AVS 50th International Symposium
    Surface Science Monday Sessions
       Session SS3-MoM

Paper SS3-MoM3
Surface Characterization and Inter-diffusion Study of Copper on Ruthenium Thin Film Deposited on Silicon Substrate

Monday, November 3, 2003, 9:00 am, Room 328

Session: Surface Diffusion and Wetting
Presenter: T. Arunagiri, University of North Texas
Authors: O. Chyan, University of North Texas
T. Arunagiri, University of North Texas
R. Chan, University of North Texas
R.M. Wallace, University of North Texas
M.J. Kim, University of North Texas
T.G. Hurd, Texas Instruments
Correspondent: Click to Email
The dual-damascene patterning processing, coupled with the bottom-up Cu electrofill of damascene features and chemical-mechanical planarization, will continue to be the key for the future success of advanced IC chips. Recent advances in physical vapor deposition development allow highly engineered Ta/TaN diffusion barrier to be extended through 90 nm node. However, the tri-layer Cu-seed/Ta/TaN will likely encounter scaling difficulties in the Cu damascene trench/via features of advanced 65 and 45 nm nodes. We recently reported, J. Electrochem.
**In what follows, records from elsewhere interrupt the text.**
Issue #1894, opened 2026-06-09
usage_limit re-notify (#1861) still fires across restarts when unlock_at is null — the fallback cooldown is too short for an ongoing limit


suzuke:
## Problem
#1861 was meant to stop the usage_limit operator notification re-firing on every restart, but it still fires for the codex reviewer (the operator has been annoyed by this repeatedly). Confirmed root cause: the persisted dedup record has `unlock_at: null`, so #1861 falls back to a SHORT timestamp cooldown instead of the unlock_at-based suppression — and restarts hours apart exceed that cooldown, so it re-notifies.

## Evidence
usage_limit_notify.json: `{"fixup-reviewer": {"unlock_at": null, "notified_at": "..."}}`. The member_state_change at the detection tick shows last_pane_excerpt = poll-reminders (NOT the 'try again at Jun 11th, 2026 9:04 AM' usage-limit screen), so parse_unlock_at had no unlock time to extract → null. So unlock_at is null not because codex lacks a reset time, but because the unlock-time text wasn't in the pane tail at that particular detection tick.

## Why it re-fires
With unlock_at = null, the suppression is a short persisted-timestamp cooldown (now - notified_at < cooldown). Restarts are typically hours apart, exceeding the cooldown → re-notify each restart. The member is CONTINUOUSLY usage_limited the whole time (the same ongoing limit), so re-notifying is pure noise.

## Fix direction
The dedup should suppress for the duration of an ONGOING usage_limit episode, not a short cooldown. Options: (a) when unlock_at is null, use a much longer fallback window (e.g. 12-24h) so restarts within a single usage-limit episode stay suppressed (re-notify at most ~once/day if the limit genuinely persists for days); (b) better — key the dedup on '(member) is still usage_limited + a record exists' → suppress until the member LEAVES usage_limit (recovers), regardless of unlock_at, with a long safety cap; (c) make parse_unlock_at more robust / parse from a wider window so codex's 'try again at <date>' is captured more often (reduces the null case). Likely (a)+(c): a long null-unlock_at fallback as the floor, plus better unlock_at extraction. Keep the existing unlock_at-based path for the parseable case. §3.9: a member re-detected as usage_limit across a simulated restart with a null-unlock_at record within the long fallback window → NOT re-notified; after the window (or on recovery) → re-notify.

suzuke:
[...]

PR #1895, opened 2026-06-09
fix(#1894): null-unlock_at usage_limit re-notify uses a 24h window, not 60s

suzuke:
Follow-up to #1864/#1861 — the residual the **operator kept hitting** (re-paged by codex usage-limit notifies on every restart).

## Root cause
When `parse_unlock_at` finds no "try again at <time>" in the pane at detection time (it was showing poll-reminders), the persisted dedup record stores `unlock_at: null`, and `usage_limit_notify_suppressed` falls back to a **timestamp cooldown**. That fallback used the **60s `NOTIFY_COOLDOWN`** — which a daemon restart hours later trivially exceeds → the operator is re-paged for the **same ongoing** usage limit on every boot. The member is continuously usage-limited the whole time = pure noise.

## Fix (member-notify path only; recovery / continue-inject untouched)
The null-`unlock_at` fallback now suppresses for a long `NULL_UNLOCK_NOTIFY_WINDOW` (**24h**) instead of 60s. A real usage-limit episode lasts hours-to-days, so restarts within the same episode stay silent; a multi-day limit re-notifies at most ~once/day instead of once/restart.

- **Parseable `unlock_at` suppression (#1864) unchanged** — the `Some(u)` deadline branches are untouched.
- **FAIL-OPEN preserved** — a missing/corrupt record still returns "not suppressed" → notify (a real new limit is never silently swallowed).

(Considered the lead's option (b) "suppress until recover": there's no clear-on-recover hook today, and adding one risks flicker false-re-notifies (UsageLimit→thinking→UsageLimit). The 24h window is option (a) — equivalent to (b)'s core without that risk — and fully kills the per-restart noise. A clear-on-recover refinement can be a later follow-up.)

## §3.9
`usage_limit_null_unlock_long_window_1894`:
- null + `+30s` → suppress; **`+5h` restart (same episode) → still suppress** (was re-notify at 60s — regression-proof: revert to `NOTIFY_COOLDOWN` and it flips);
- `+25h` (new episode, past window) → re-notify;
- missing record → FAIL-OPEN re-notify.

The #1864 tests (`usage_limit_notify_suppressed_logic_1861`, `usage_limit_notify_not_refired_across_restart_1861`) still pass.

### DIFF
--- a/src/daemon/supervisor.rs
+++ b/src/daemon/supervisor.rs
@@ -25,6 +25,16 @@ const TICK: Duration = Duration::from_secs(10);
 const TAIL_LINES: usize = 40;
 /// Debounce cooldown for member-state-change notify (Sprint 43).
 const NOTIFY_COOLDOWN: Duration = Duration::from_secs(60);
+/// #1894: null-unlock_at usage_limit re-notify window. When the pane had no
+/// parseable "try again at <time>" at detection (e.g. it was showing
+/// poll-reminders), `parse_unlock_at` records `unlock_at: null` and the dedup
+/// falls back to a TIMESTAMP cooldown. #1861/#1864 used the 60s `NOTIFY_COOLDOWN`
+/// here, which restarts hours apart trivially exceed → the operator was re-paged
+/// on every boot for the SAME ongoing limit. A real usage-limit episode lasts
+/// hours-to-days, so suppress for a long window: a multi-day limit re-notifies at
+/// most ~once/day instead of once/restart. Parseable-unlock_at suppression
+/// (#1864) is unchanged, and a missing/corrupt record still FAILS OPEN (notify).
+const NULL_UNLOCK_NOTIFY_WINDOW: Duration = Duration::from_secs(24 * 60 * 60);
 
 /// #1552: minimum continuous time in a runtime prompt state before escalating
 /// to AwaitingOperator (stability gate — a transient streaming flicker of the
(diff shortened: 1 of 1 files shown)


suzuke:
Merge audit (section 3.12 mirror) — reviewer-2 VERIFIED + all 5 required checks green. #1894 (#1861 follow-up): the usage_limit member-notify dedup's null-unlock_at fallback was a 60s cooldown — so when parse_unlock_at returns null (the unlock-time text wasn't in the pane tail at that detection tick, e.g. poll-reminders shown instead of the 'try again at Jun 11' screen), restarts hours apart exceeded the cooldown and re-notified the operator every restart, even though the member was continuously usage_limited (the same ongoing limit = pure noise). Now the null-unlock_at fallback is a 24h NULL_UNLOCK_NOTIFY_WINDOW: restarts within one usage-limit episode stay suppressed; a limit persisting for days re-notifies at most ~once/day. The parseable unlock_at path (#1864) is byte-identical (only the None arm changed), FAIL-OPEN is preserved (missing/corrupt record → notify), and the suppress-until-recover option (b) was reasonably deferred (it needs a flicker-safe clear-on-recover hook that doesn't exist yet — naive clear would false-re-notify on the UsageLimit→thinking→UsageLimit streaming flicker). section-3.9 covers +5h-same-episode-suppress / +25h-new-episode-renotify / missing-FAIL-OPEN, regression-proof. Merging --admin squash. Takes effect next restart (stops the per-restart codex re-notify).

Issue #1893, opened 2026-06-09
CI flaky test cluster (worktree_pool subprocess orphan + concurrent-checkout race) keeps recurring — fix it systematically instead of admin-merging past it


suzuke:
## Problem
A cluster of tests flakes on windows + macos CI, recurring for a long time. We keep treating each instance as a one-off 'pre-existing flake' and admin-merging past it / rerunning, but the ROOT CAUSE is never fixed — so it keeps taxing every PR (blocks merges, forces admin-merges, erodes CI trust, wastes review time). This issue is to FIX it systematically.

Soc., 150, C347(2003), that Ruthenium (Ru) metal can function as a directly plate-able, seedless barrier materials. In this presentation, we report new findings centered on the interfacial and inter-diffusion studies of Cu/Ru system. Specifically, comparative study of wetting properties between electroplated-Cu and PVD-Cu on Ru barrier film (~ 10 nm) was carried out by XPS, SEM and AFM. Both electroplated and PVD Cu were found to wet well on Ru, based on SEM, AFM imaging and the scribe/peeled test, before and after thermal annealing over 450C. A strong adhesion between Cu/Ru interconnect microstructures is critical in order to withstand the demanding chemical-mechanical planarization process. Interfacial profiling was performed on Cu/Ru/Si samples using secondary ions mass spectroscopy (SIMS) depth profiling. To avoid knock-in ion-mixing interference, SIMS profiling was directed through the silicon back substrate. The backside SIMS profiling through Cu/Ru/Si samples show distinct interfaces without Cu inter-diffusion after annealed at 450C. TEM was further used to provide detailed cross-sectional imaging of Cu/Ru/Si interfaces. The wetting and inter-diffusion data of Cu/Ru systems will be discussed in the context of Cu diffusion barrier application.